Foreign languages open up new possibilities for students
By Maria Allard
C & G Staff Writer
A performance last spring from Argentine pop star Justo Lamas inside the Warren Woods Tower High School auditorium in Warren was a highlight for many WWT, Harper Woods and Center Line high school students.
They sang, danced and cheered in the aisles to the tune of Lamas’ rock hits. It also was a fun way for them to hone their Spanish language skills.
High school students learning a second language in the tri-country area has been tradition, but in recent years the foreign language offerings have trickled down to the middle school and elementary school levels.
Foreign language classes at a younger age give students a better chance at learning and retaining the language, educators say. It’s also recommended today’s students learn a second language to prepare for careers in a global economy. The new high school state curriculum mandates that went into effect this year, in which students must have two world language credits, is another reason for promoting foreign languages. The world languages portion is expected to take effect for the class of 2016, according to Michael LaFeve, Roseville Community Schools assistant superintendent of instruction.

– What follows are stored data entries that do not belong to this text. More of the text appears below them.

PR #1901, opened 2024-10-23
feat(kotlin): Add tests and support for built-in types from the kotlin stdlib

wywen:
## What does this PR do?

This PR adds tests and covers built-in classes from the kotlin stdlib.

Two specific serializers are added for builtins:
1) Duration
2) Uuid

## Related issues

#683

Adds builtin types for kotlin.

## Benchmark

N/A


kotlin/src/main/java/org/apache/fury/serializer/kotlin/KotlinSerializers.java
```diff
@@ -94,5 +100,48 @@ public static void registerSerializers(Fury fury) {
...
+        resolver.register(CharCategory.class);
+        resolver.register(CharDirectionality.class);
+        resolver.register(HexFormat.class);
+        resolver.register(MatchGroup.class);
+
+        // kotlin.time
+        resolver.register(DurationUnit.class);
+        resolver.register(Duration.class);
+        resolver.registerSerializer(Duration.class, new DurationSerializer(fury));
+        resolver.register(TestTimeSource.class);
```
chaokunyang, line 140: Do we need to register this test class by default?

wywen: Hmm I was debating this, let's remove for now.

chaokunyang (approved):
LGTM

Spanish, French, German and Mandarin Chinese are among the many courses local schools offer, including a new Mandarin Chinese class at Gretchko Elementary School in the West Bloomfield School District.
Gretchko is a preschool through first-grade school, and four of its kindergarten classes and four first-grade classes are learning the language and culture under the guidance of instructor Pingping Liu. The students receive instruction in Mandarin Chinese 15 minutes a day, every day.
“This really is a wonderful opportunity. It is absolutely amazing what she has done with the children this year,” Principal Sally Drummond said. “They learn phrases, songs, sentences, and she infuses some culture, too. When you have it at a young age, you’re getting a better grasp on it. The students are like little sponges.”
The Gretchko program was the result of a partnership with Oakland County and Oakland Schools. Oakland County Executive L. Brooks Patterson recommended Oakland County schools make Mandarin Chinese classes available.
“Our parents were very accepting,” Drummond said.
Lamphere Schools implemented a new Mandarin Chinese program for preschool students this year. Superintendent Marsha Pando said the students participate in a traditional American program for half the day, and then switch gears for a half day for Mandarin Chinese language and culture.
There are about 35 students in the program, and parents have the option of enrolling their child for two, three or four days. Students have learned to count up to 30, 40 or 50 in the language, and songs are a large part of the program.
“They can recognize various objects,” Pando said. “It’s pretty impressive. It’s exceeded our expectations.”
There are plans to expand the program to other grades. The district’s high school students can take Mandarin Chinese in a consortium program, and Spanish is taught to students beginning at the third-grade level. French also is available in the high school level.
Middle school educators also are providing students with classes in which they study other cultures. Warren Woods Middle School teacher Tammy Threet, for example, teaches a number of world language and world cultures classes.
Last fall, Threet and her colleagues in the Warren Woods Public Schools district welcomed teacher Xiuqing Wang of Qufu, China. For two years, Wang will teach the WWPS students about the Chinese culture, including the Mandarin Chinese language and the country’s customs. She’ll also spend time with students at Wolfe Middle School in Center Line Public Schools.
Over at Adams High School in Rochester Hills, about 375 students are learning to speak German with Janie Barner, who teaches third-, fourth- and Advanced Placement German. The students use various materials to study the language, and oral interaction is strongly emphasized. Any student can enroll in the course. The school also offers Spanish and French classes.
“A shrinking world and work environment means our students must learn another language for America to continue to compete in the business world,” Barner said. “I believe it also enriches students’ lives personally by opening up new worlds and perspectives.”
The German program had the highest level Advanced Placement scores in the nation for the last two years, and was recognized by The College Board. The Adams students enroll in the German courses for various reasons.
“It’s crucial to get into a good college. Learning another language provides opportunities at the college and work level, and our students also have the opportunity to spend a summer in Germany attending school and living with a host family,” Barner said. “I believe that is a big draw to our program.”